PROBLEM REQUIREMENTS >>
For the material below, count the lines containing "documentation" and reply with the number alone.
::::
PR #297, opened 2017-07-06
Update repl.md

MichaelMcGlothlin:
Clarified that when loading C# script files the filenames should end in .cs as it appears that .csx and other possible options do not work.


akoeplinger:
Indeed: [repl.cs#L379-L380](https://github.com/mono/mono/blob/b0057f2259acc7f0716b36346d739dc1bdf7afe9/mcs/tools/csharp/repl.cs#L379-L380). Thanks!

PR #300, opened 2017-07-20
Updating the Boo documentation page

masonwheeler:
Improving description and feature set
Replacing broken Codehaus links with the modern GitHub versions

### DIFF
--- a/archived/boo.md
+++ b/archived/boo.md
@@ -1,6 +1,6 @@
 ---
 title: "Boo"
-lastmodified: '2005-09-21'
+lastmodified: '2017-07-20'
 redirect_from:
   - /Boo/
 ---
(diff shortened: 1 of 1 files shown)


masonwheeler:
Thanks.  But that didn't remove the "this page is likely outdated" notice, even though I updated the date metadata.  How do we get this in the "new documentation" section?

akoeplinger:
@masonwheeler yeah, that's because it's in the `archived/` folder which is basically stuff that we don't really care about anymore (I did a categorization when the site was moved from the old MediaWiki based site to GitHub three years ago).

Boo is a third party project and not really related to Mono so I thought it doesn't make too much sense to keep this page on the Mono website but feel free to prove me wrong 😄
::::
YOUR RESPONSE >>
2